Every line between the top of the data below and the line with "Groxx: ah, it", both ends included, must be retyped exactly.
____________________
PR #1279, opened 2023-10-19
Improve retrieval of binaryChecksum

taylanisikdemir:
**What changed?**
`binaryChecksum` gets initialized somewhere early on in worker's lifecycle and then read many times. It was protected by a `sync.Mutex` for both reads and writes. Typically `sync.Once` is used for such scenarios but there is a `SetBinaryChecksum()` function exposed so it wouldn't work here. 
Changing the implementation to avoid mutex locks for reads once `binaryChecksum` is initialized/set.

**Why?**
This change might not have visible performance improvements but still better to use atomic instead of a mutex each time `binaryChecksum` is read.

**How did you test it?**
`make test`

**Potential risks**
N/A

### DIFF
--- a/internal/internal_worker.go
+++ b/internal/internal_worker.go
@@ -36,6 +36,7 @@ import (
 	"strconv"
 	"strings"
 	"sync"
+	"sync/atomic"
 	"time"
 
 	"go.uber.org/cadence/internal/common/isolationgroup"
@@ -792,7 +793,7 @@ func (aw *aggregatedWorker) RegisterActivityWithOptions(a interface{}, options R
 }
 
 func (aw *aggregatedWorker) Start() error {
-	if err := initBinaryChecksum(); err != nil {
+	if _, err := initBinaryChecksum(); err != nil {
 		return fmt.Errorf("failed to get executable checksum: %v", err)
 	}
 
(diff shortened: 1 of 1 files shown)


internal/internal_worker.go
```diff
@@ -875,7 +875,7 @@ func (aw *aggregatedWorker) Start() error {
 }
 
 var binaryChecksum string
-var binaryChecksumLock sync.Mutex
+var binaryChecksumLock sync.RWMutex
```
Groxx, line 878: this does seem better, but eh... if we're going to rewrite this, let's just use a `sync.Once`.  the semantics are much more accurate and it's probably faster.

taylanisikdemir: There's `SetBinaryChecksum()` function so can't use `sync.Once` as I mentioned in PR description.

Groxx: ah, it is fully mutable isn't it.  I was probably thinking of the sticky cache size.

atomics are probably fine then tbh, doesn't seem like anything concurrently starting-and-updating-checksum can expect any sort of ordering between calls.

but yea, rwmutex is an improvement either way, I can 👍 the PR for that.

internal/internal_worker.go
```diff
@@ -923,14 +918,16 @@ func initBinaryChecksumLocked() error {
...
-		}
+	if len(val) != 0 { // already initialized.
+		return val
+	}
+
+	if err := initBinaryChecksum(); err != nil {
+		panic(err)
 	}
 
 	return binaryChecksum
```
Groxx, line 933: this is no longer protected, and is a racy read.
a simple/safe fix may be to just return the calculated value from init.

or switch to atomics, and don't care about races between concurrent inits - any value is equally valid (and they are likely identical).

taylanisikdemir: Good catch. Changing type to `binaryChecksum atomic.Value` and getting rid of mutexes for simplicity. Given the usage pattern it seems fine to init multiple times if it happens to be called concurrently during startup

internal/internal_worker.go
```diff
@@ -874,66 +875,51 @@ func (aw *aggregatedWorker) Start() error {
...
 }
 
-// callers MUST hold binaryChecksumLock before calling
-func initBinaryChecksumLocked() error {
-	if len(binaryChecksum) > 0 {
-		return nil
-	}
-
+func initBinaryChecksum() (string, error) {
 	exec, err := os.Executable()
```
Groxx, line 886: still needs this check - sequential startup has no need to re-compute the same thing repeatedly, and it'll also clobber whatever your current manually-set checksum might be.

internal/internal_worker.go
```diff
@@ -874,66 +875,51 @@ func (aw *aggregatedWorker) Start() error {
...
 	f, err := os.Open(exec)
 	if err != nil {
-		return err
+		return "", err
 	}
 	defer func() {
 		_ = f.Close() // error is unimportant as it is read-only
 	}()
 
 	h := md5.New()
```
____________________
### Response area
PR #1279, opened 2023-10-19
Improve retrieval of binaryChecksum

taylanisikdemir:
**What changed?**
`binaryChecksum` gets initialized somewhere early on in worker's lifecycle and then read many times. It was protected by a `sync.Mutex` for both reads and writes. Typically `sync.Once` is used for such scenarios but there is a `SetBinaryChecksum()` function exposed so it wouldn't work here. 
Changing the implementation to avoid mutex locks for reads once `binaryChecksum` is initialized/set.

**Why?**
This change might not have visible performance improvements but still better to use atomic instead of a mutex each time `binaryChecksum` is read.

**How did you test it?**
`make test`

**Potential risks**
N/A

### DIFF
--- a/internal/internal_worker.go
+++ b/internal/internal_worker.go
@@ -36,6 +36,7 @@ import (
 	"strconv"
 	"strings"
 	"sync"
+	"sync/atomic"
 	"time"
 
 	"go.uber.org/cadence/internal/common/isolationgroup"
@@ -792,7 +793,7 @@ func (aw *aggregatedWorker) RegisterActivityWithOptions(a interface{}, options R
 }
 
 func (aw *aggregatedWorker) Start() error {
-	if err := initBinaryChecksum(); err != nil {
+	if _, err := initBinaryChecksum(); err != nil {
 		return fmt.Errorf("failed to get executable checksum: %v", err)
 	}
 
(diff shortened: 1 of 1 files shown)


internal/internal_worker.go
```diff
@@ -875,7 +875,7 @@ func (aw *aggregatedWorker) Start() error {
 }
 
 var binaryChecksum string
-var binaryChecksumLock sync.Mutex
+var binaryChecksumLock sync.RWMutex
```
Groxx, line 878: this does seem better, but eh... if we're going to rewrite this, let's just use a `sync.Once`.  the semantics are much more accurate and it's probably faster.

taylanisikdemir: There's `SetBinaryChecksum()` function so can't use `sync.Once` as I mentioned in PR description.

Groxx: ah, it is fully mutable isn't it.  I was probably thinking of the sticky cache size.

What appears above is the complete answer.